Some of Kim's ideas have precedents that he does not acknowledge. Opera with strophic songs and spoken dialogue, for instance, has a precedent in Soviet revolutionary opera. Similarly, there is offstage singing in European opera. Although the form is not typical of 18th and 19th century opera, one example is Giuseppe Verdi's Il trovatore. Further parallels can be found in ancient Greek dramas, but Kim does not acknowledge any of these connections. Sometimes Kim is speaking generally and merely stating the obvious, like "The orchestra must accompany songs skillfully" or "Excellent lyrics are a prerequisite for excellent music", and so on.

==Sea of Blood as the ideal opera==
According to Kim, Sea of Blood, the production of which he oversaw in 1971, is the exemplar of a perfect opera. Because Sea of Blood preceded the publication of On the Art of Opera, it is likely that Kim was in the process of systematizing his thought at the time. (Note: Kim did publish short pieces on opera in the meantime: The Revolutionary Opera the Sea of Blood Is a New Opera of a Type of Our Own (1971), Let Us Produce Revolutionary Operas That Are High in Ideological and Artistic Quality by Strictly Applying the Principle of Creating Revolutionary Operas of the Type of the Sea of Blood (1971), and On Consolidating and Developing the Successes Achieved in the Creation of Revolutionary Operas (1973). Of these, many of the contents of The Revolutionary Opera the Sea of Blood Is a New Opera of a Type of Our Own are also incorporated in On the Art of Opera.) Sea of Blood was quickly followed by four similar operas: A True Daughter of the Party (1971), The Flower Girl (1972), Tell O' The Forest! (1972), and The Song of Mount Kumgang (1973), all of which according to Kim are either written by or otherwise closely associated with Kim Il Sung. These are collectively known in North Korea as the "Five Great Revolutionary Operas".

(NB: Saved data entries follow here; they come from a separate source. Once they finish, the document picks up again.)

Issue #53, opened 2026-07-29
In-body <a href> never becomes a KFX link — footnote markers are not tappable


jloutsch:
## Symptom

Footnote/endnote markers in generated KFX are not tappable — the number sits at the
end of the sentence as plain text and does not jump to the note. The reverse link
(note → body) is missing too.

## Root cause

`<a href>` inside body text is never turned into a link.

`converter.py::_walk_inline` has no case for `<a>`: the element is flattened to its
text and the `href` is discarded. `<a>` is read only by `_own_anchor_ids` /
`_subtree_anchor_ids` (converter.py:149-167), which harvest **ids**, and those ids
feed only `_anchor_block_index` (converter.py:426) — used for chapter splitting.
No `$266` anchor fragment is ever emitted for a harvested id.

So both halves are missing: no source link span on the marker, and no target anchor
at the note.

The only link-emitting path in the codebase is the synthesized Contents page:
`_rebuild_contents_page` → `toc_links` → `native_generator` (converter.py:810).
In a representative 975-noteref book the generated KFX contains exactly 24 `$179`
link refs, all `toc_anchor_*`, and 24 `$266` anchors — one per contents entry, none
for the 975 note targets.

## Fix

1. Capture `<a href>` runs in `_walk_inline` as `(start, length, href)` alongside the
   existing bold/italic flags.
2. Emit a `$266` anchor fragment for each harvested `anchor_id` that is actually
   referenced by some href, pointing at the containing block's eid.
3. Resolve `file.xhtml#frag` (and bare `#frag`) to the anchor name at generation time;
   drop external schemes and unresolvable targets rather than emitting dangling `$179`.
4. Reuse the existing span-level `$142` + `$179` shape, which is already correct.

Cross-file resolution matters here: note markers live in chapter files and point into
`endnotes.xhtml`, and each note points back into its chapter.

## Depends on

#51 — anchors need `$180` before any link can resolve, including the ones this issue adds.

jloutsch:
Shipped in **v5.6.0** and device-verified: tapping a footnote marker jumps to the notes section on a physical Kindle.

In-body `<a href>` becomes a `$142` span carrying `$179`, with targets resolved across spine files and anchors emitted for referenced ids. External and unresolvable targets are dropped rather than left dangling. Extended in v5.6.1 by #62 (back-matter and whole-file targets) and #69 (directory-aware keys).

Left open after merge because the squash from a stacked branch did not trigger auto-close.

Issue #52, opened 2026-07-29
Superscript (<sup> and CSS vertical-align) is dropped — footnote markers render at baseline


jloutsch:
## Symptom

Endnote/footnote reference numbers render as full-size baseline digits in the
generated KFX. In the source EPUB they are superscripts.

## Root cause

kfxgen has no inline model for superscript.

`plugin/kfxgen/inline_style.py` defines exactly two inline flags, `FLAG_ITALIC` and
`FLAG_BOLD`. `converter.py::_walk_inline` accumulates them from `<em>/<i>/<strong>/<b>`
only, so a literal `<sup>` is flattened to plain text.

The more common case is worse: publisher EPUBs usually get superscript from CSS, not
markup. A representative sample has 975 note references shaped like

```html
<span class="EN_REF"><a epub:type="noteref" href="endnotes.xhtml#note23">1</a></span>
```

```css
span.EN_REF { vertical-align: super; font-size: 80%; }
```

with no `<sup>` anywhere in the body text. `compute_block_style` never reads
`vertical-align`, and it is block-level anyway, so the span is invisible to it.

## How real KFX encodes superscript

`$31` is baseline shift. Amazon-produced noteref character styles:

```
reference B  s1XR {$16: 0.75 rem, $42: 1.33249, $31: {1.8, $318(pt)}}
reference C  s33N {$16: 0.75 rem, $42: 1.33249, $31: {35,  $314(%)}}
```

Superscript is reduced `$16` font-size plus a positive `$31`, not a dedicated flag.
In reference C exactly 2 styles carry `$31` and both are noteref styles.
kfxgen emits `$31` nowhere.

## Fix

Add a superscript/subscript inline flag sourced from **both** `<sup>`/`<sub>` tags and
computed `vertical-align: super | sub | <length>`, and emit it as a `$142` character
span whose `$157` style carries `$16` (~0.75rem) and `$31` (positive for super,
negative for sub).

Note `$31` accepts either `$318` (pt) or `$314` (%) units in reference files.

## Related

Blocks nothing, but pairs with the footnote-linking work — the same character run is
both a superscript and a link.

jloutsch:
Shipped in **v5.6.0** and device-verified: endnote reference numbers render as superscripts on a physical Kindle.

[...]

PR #54, opened 2026-07-29
fix: working footnotes — anchors, superscript, in-body links (#51, #52, #53)

### LINKED ISSUE #51: KFX $266 anchors omit the $180 self-name, so all internal links are dead
## Symptom

Internal links in generated KFX do not work. On a physical Kindle the synthesized
Contents page renders each chapter title as a plain line rather than a tappable link.

## Root cause

`$266` anchor fragments are missing the `$180` self-name field.

Comparing kfxgen output against four local reference KFX files (one produced by
Calibre's KFX Output plugin, three produced by Amazon):

```
kfxgen     $266 fid=toc_anchor_0  {$183: {$155: 1006, $143: 0}}
reference  $266 fid=a2DK          {$180: a2DK, $183: {$155: 2451}}
reference  $266 fid=a1UE          {$180: a1UE, $183: {$155: 1678}}
```

`$266` shape counts across the reference files — every anchor is either
`($180, $183)` or `($180, $186)`. 100% carry `$180`; none carry `$143` inside `$183`:

| reference | ($180,$183) | ($180,$186) |
|---|---|---|
| A (Calibre KFX Output) | 137 | 74 |
| B (Amazon) | 676 | 126 |
| C (Amazon) | 1015 | 11 |
| D (Amazon) | 3228 | 47 |

The link *spans* kfxgen emits are already correct and match the references exactly:

```
{$155: 1070, $157: s1, $142: [{$143: 0, $144: 16, $179: toc_anchor_0, $157: s0_link}]}
```

So `$179` resolves an anchor by name, and the anchor never declares one.

kfxgen already does the equivalent self-naming for styles (`$173: s0` on every `$157`),
which suggests this is an oversight rather than a deliberate choice.

## Fix

`plugin/kfxgen/native_generator.py` `build_fragment_266`: add `$180: <anchor_name>`,
drop the `$143: 0`.

## Verification

Cannot be rendered locally — raw `.kfx` is rejected by Previewer, so confirmation
needs a sideload to physical hardware. Structural assertion against the reference
shape is the automated check.

jloutsch:
Fixes #51, #52, #53.

Footnote markers rendered as plain baseline digits that went nowhere, and the
Contents page rendered chapter titles as plain lines. Investigating turned up
three separate defects, not one — found by diffing generated output against one
Calibre KFX Output build and three Amazon-produced KFX files (all local,
gitignored, not named here).

## #51 — anchors had no name

The link *spans* were already correct and matched the references exactly. The
`$266` anchors they pointed at were not: an anchor's name lives in `$180`, and
`build_fragment_266` never emitted it, so `$179` resolved against nothing and
every internal link in every book was dead.

```
before   $266 fid=toc_anchor_0  {$183: {$155: 1006, $143: 0}}
after    $266 fid=toc_anchor_0  {$180: toc_anchor_0, $183: {$155: 1006}}
```

100% of anchors in all four reference files carry `$180`; none carries the
`$143` we were adding inside `$183`.

## #52 — superscript was not modelled

The inline model had exactly two flags, bold and italic. `<sup>`/`<sub>`
flattened to text. Worse for real books: publisher EPUBs get superscript from
CSS, not markup — the marker is a `<span>` whose class carries `vertical-align`,
with no `<sup>` anywhere in the body.

Both routes are now recognized, including the raw-length form
(`vertical-align: 0.25em`) publishers use as often as the `super` keyword. A
raised run becomes a `$157` character style with reduced `$16` font-size plus a
`$31` baseline shift, matching the reference noteref styles.

## #53 — in-body `<a href>` never became a link

The element was flattened to its text and the href discarded, and no `$266`
anchor was ever emitted for the ids the notes declare — both halves missing.
Link runs are now captured with targets resolved across spine files, and anchors
are emitted only for ids something actually links to (emitting one per id in the
book would be thousands of fragments for no reading benefit). External and
unresolvable targets are dropped rather than left dangling.

## Result on a 975-noteref book

| | before | after |
|---|---|---|
| `$179` link spans | 24 (all Contents) | 4654 |
| dangling targets | — | 0 |
| `$266` anchors | 24 | 2388 |

2388 is in the same range as the Amazon references (802–3228). Generation runs in
0.14s and output is 1409 KB — essentially unchanged.

## Verification limits

- Raw `.kfx` can't be rendered locally, so on-device behavior needs a physical
  sideload. Structural assertions against the reference shapes are the automated
  check.
- The CSS `vertical-align` route depends on Calibre's Stylizer, which only exists
  inside Calibre. The local end-to-end run uses the test shim, so it exercises
  only the `<sup>` tag route. The resolver contract is unit-tested with an
  injected stylizer, consistent with how the other CSS properties are covered.
- Subscript depth has no reference to copy (none of the four files uses one); it
  is the superscript mechanism with a negative shift and is **not**
  device-verified.

## Tests

30 new tests, written failing first. Full suite: 560 passed, 12 skipped.
`ruff check` and `ruff format --check` both clean.

Version bumped to 5.6.0 — the `v5.6.0` tag still needs pushing on merge so the
release publishes.

### DIFF
--- a/CHANGELOG.md
+++ b/CHANGELOG.md
@@ -1,5 +1,53 @@
 # Changelog
 
+## 5.6.0 — Working footnotes: anchors, superscript, in-body links (#51, #52, #53)
+
+Footnote markers now render as superscripts and jump to their notes, and the
+Contents page links work. Three separate defects, found by diffing a generated
+book against one Calibre KFX Output build and three Amazon-produced KFX files.
+
+**Fixed (#51):** every internal link was dead, including the synthesized Contents
+page — chapter titles rendered as plain lines. The link *spans* were already
+correct; the `$266` anchors they pointed at were not. An anchor's name lives in
+`$180`, and `build_fragment_266` never emitted it, so `$179` resolved against
+nothing. Every anchor in all four reference files is `($180, $183)` or
+`($180, $186)` — 100% carry `$180`, and none carry the `$143` kfxgen was adding
+inside `$183`. Anchors now match that shape. (kfxgen already self-named styles
+this way — `$173` on every `$157` — so this was an oversight, not a design.)
+
+**Fixed (#52):** superscript was dropped entirely, so endnote reference numbers
+sat on the baseline at full size. The inline model had exactly two flags, bold and
+italic; `<sup>`/`<sub>` were flattened to text. Worse for real books: publisher
+EPUBs get superscript from CSS, not markup — a marker is a `<span>` whose class
+carries `vertical-align`, with no `<sup>` anywhere. Both routes are now
+recognized, including the raw-length form (`vertical-align: 0.25em`) publishers
+use as often as the `super` keyword. A raised run becomes a `$157` character style
+with reduced `$16` font-size plus a `$31` baseline shift, matching the reference
+noteref styles. Subscript is the same mechanism with a negative shift; unlike the
+superscript value it has no reference to copy and is not device-verified.
+
+**Fixed (#53):** `<a href>` in body text never became a link — the element was
+flattened to its text and the href discarded, and no `$266` anchor was ever
+emitted for the ids the notes declared. Both halves of a footnote link were
+missing. Link runs are now captured with their targets resolved across spine
+files (`endnotes.xhtml#note23` from a chapter, `#frag` against the file it appears
+in), and anchors are emitted for the ids something actually links to — not for
+every id in the book, which would be thousands of fragments for no reading
+benefit. Unresolvable and external targets (`http:`, `mailto:`, traversal,
+absolute paths) are dropped rather than emitted as dangling references.
+
+On a 975-noteref book this takes the output from 24 link spans (all Contents) to
+4654 with zero dangling targets, and from 24 anchors to 2388 — in the same range
+as the Amazon reference files (802–3228). Generation time and file size are
+essentially unchanged.
+
+**Verification limits:** raw `.kfx` can't be rendered locally, so on-device
+behavior needs a physical sideload. The CSS `vertical-align` route also depends on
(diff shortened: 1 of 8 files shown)


jloutsch:
Closing one of the stated verification gaps.

Ran a real `ebook-convert` through Calibre 8 with this branch built and installed into an **isolated `CALIBRE_CONFIG_DIRECTORY`** (the real Calibre config was left on 5.5.0 and untouched). This exercises the CSS `vertical-align` path via Calibre's Stylizer, which the test shim cannot reach.

```
fragments:                    2522
$266 anchors:                 2365   (all carry $180)
$179 link spans:              4604   dangling: 0
$157 styles with $31:            1   s1_em: $31=35%, $16=0.75
runs rendered as superscript: 1009
```

The 1009 superscript runs are the CSS-driven noterefs — the shim run only reached 4 (the literal `<sup>` tags). So #52 is confirmed working through the real plugin path, not just at the unit level.

Still outstanding: on-device rendering. Raw `.kfx` is rejected by Previewer, so a physical sideload remains the only way to confirm the markers actually appear raised and the taps actually jump. Subscript is still unverified against any reference.

jloutsch:
## Device-verified ✅

Sideloaded to a physical Kindle. All three fixes confirmed working on device:

- **#51** — the Contents page has working links again.
- **#52** — endnote reference numbers render as actual superscripts.
- **#53** — tapping a marker jumps to the notes section.

This closes the last open caveat on this PR. The `$180` anchor fix was the leading
hypothesis rather than a proven cause when this was opened — since the links now
fire on hardware, it is confirmed: a `$266` anchor with no `$180` cannot be
resolved, and that is what made every internal link dead.

Remaining unverified: **subscript only**. No reference file in the corpus uses one,
so its `$31` depth (-20%) is still a reasoned guess rather than a copied value, and
nothing in the test book exercises it.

Many features found in Sea of Blood are those that are emphasized in On the Art of Opera. Some, however, are not found directly in the treatise. For instance, the role of the orchestra is heightened. Kim sets these works as models for future operas and urges for more to be created in the same style. Kim argues that such operas inspire both the masses and their creators.

==Influence==
According to Lim, On the Art of Opera is one of the most important North Korean works on the arts. Kim continued to write on the arts until the 1990s and published treatises On the Art of the Drama (1988), On the Art of Dance (1990), On the Art of Music (1991), On Fine Art (1991), On Architecture (1991), On Juche Literature (1992), and Theory of Circus (1993).

On the Art of Opera has been published by the Foreign Languages Publishing House in English, Arabic, French, Japanese, Russian, and Spanish. An English reprint is also available by the University Press of the Pacific.